I saw a post several weeks ago where someone put up the web addy of the USDA testing services. However, I can not find that post. Does anyone know where I should go? Also, does anyone know whether they will test comb for pesticide residue? Thanks. -James


----------



## dcross (Jan 20, 2003)

http://www.ars.usda.gov/Services/Services.htm?modecode=12-75-05-00


----------



## sqkcrk (Dec 10, 2005)

Pesticide residue in honey comb? I'm not sure. You may have to seek oiut other labs that do chemical analysis. It's not something that I would think requires a USDA Bee Lab. But, if they do it, they may do it for free.

Please post what you find out. There may be others who would want to do the same.


----------



## dixiebooks (Jun 21, 2010)

sqkcrk said:


> Pesticide residue in honey comb? I'm not sure. You may have to seek oiut other labs that do chemical analysis. It's not something that I would think requires a USDA Bee Lab. But, if they do it, they may do it for free.
> 
> Please post what you find out. There may be others who would want to do the same.


Will do. Here's what I have....there is (was) a feral hive in a city park. Someone's brats, er, I mean "angels", burned them out. (The city park manager claims no knowledge of the colony ever existing.) I am wondering if they were simply burned out or if they were also sprayed with anything. No wax moths have moved in and that make me suspicious.
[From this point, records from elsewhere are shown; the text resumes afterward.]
PR #167, opened 2016-01-08
log_response

smessier:
added LogResponse() to middleware

### DIFF
--- a/middleware.go
+++ b/middleware.go
@@ -133,6 +133,37 @@ func LogRequest() Middleware {
 	}
 }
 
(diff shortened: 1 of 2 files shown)


bketelsen:
awesome - would love to see a RedactorFunc() on the logger so you could redact anything possibly sensitive from the stream before it hits the logs.

raphael:
@bketelsen You can use https://godoc.org/github.com/inconshreveable/log15#FilterHandler to setup the logger to do that today.

raphael:
@smessier Thank you!

PR #169, opened 2016-01-09
Add goa client test

on99:


on99:
Invalid, let me close it.

PR #182, opened 2016-01-15
More encoding/decoding work

derekperkins:
Add XML support


encoding.go
```diff
@@ -86,21 +94,31 @@ var (
...
 	for _, contentType := range JSONContentTypes {
 		decoders[contentType] = dp
 		encoders[contentType] = ep
 	}
 
+	// Add xml support
+	xf := &xmlFactory{}
+	dp = newDecodePool(xf)
+	ep = newEncodePool(xf)
+	for _, contentType := range GobContentTypes {
```
raphael: Is this correct? shouldn't it be adding XMLContentTypes decoders and encoders here and Gob ones down below?

derekperkins: You're right. It's fixed now.

PR #186, opened 2016-01-16
Fix whitespace in dsl godoc comments

moorereason:
Action, Attribute, Type, etc have whitespace issues.  Once I got started, I
couldn't stop.  Fixes patterned after encoding/gob.  Use tabs in all of the
preformatted text blocks, even preceeding trailing line comments.  Tab width is
8.


raphael:
awesome! thank you.

PR #200, opened 2016-01-21
Don't call Validate() if there is no Validate() function on a payload

bketelsen:
If a payload has no required fields or other validation triggers a Validate() function is not generated.  The controllers don't  have this check.  This fix generates a Validate() function even if there are no validations, and simply returns a nil error.

{EDIT} Instead this change doesn't test Validate() if it shouldn't.


raphael:
LGTM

UPDATE: I want to be sure there are no pesticide residues so that I can use the comb (or pieces thereof) for an experiment or two. One thing I'd like to try is to mount a piece of the bottom of the comb (the "edge", if you will) into a frame and see if the bees will build on that for foundationless. Also, would like to salvage some just for the wax - IF it is clean. Hope this helps, sqkcrk.

Thanks. -James


----------



## sqkcrk (Dec 10, 2005)

So, are you going to collect a piece of comb from the hive to analyze? Why? Just to make sure of how they were killed? Just wondering what you are up to and why.


----------



## TWall (May 19, 2010)

My guess is that the costs will be prohibitive.

Tom


----------



## PCM (Sep 18, 2007)

My guess is they will find pesticides in your wax.

If you check the research papers, they are in all/most hives, even 2 pesticides were found in the natural feral hives in the Brazilian Jungle, far from mankind.

Research, Research, and more Research !

:lookout: PCM


----------



## BeeLee (Sep 16, 2010)

You can send it to Penn State, but it is $142 per sample for the full screen of 171 pesticides. This is the letter from Dr Frazier:

Cost-sharing Program for Pesticide Analysis of Honey Bee Colony Matrices (honey, wax, pollen, bees, brood, etc.) 

Based on recent evidence of high pesticide levels in wax, pollen and brood, beekeepers have expressed an interest in having samples from their own colonies/apiaries tested for pesticides. The USDA, National Science Lab in Gastonia NC is capable of screening all hive matrices for up to171 pesticides at or near the ppb level. This lab is part of the USDA’s Agriculture Marketing Service (AMS) and conducts a program to collect and analyze pesticide residue levels in agricultural commodities, including honey. These data are confidential and the property of the contractor. 

Although the AMS cost of analysis is below commercial rates, the analysis of individual samples is costly. The cost of analysis for in-hive miticides in wax is $160 per sample. The cost of full pesticide screening (171 pesticides) in any hive matrix is $284 per sample. We have received funding from the Foundation for the Preservation of Honey Bees and Project Apis mellifera (PAm) to establish a program to help reduce the cost of these analyses. This funding allows us to pay half the cost of the analysis per sample. Beekeepers wishing to have samples analyzed will pay $80 for miticides, or $142 per sample for the full screen of 171 pesticides.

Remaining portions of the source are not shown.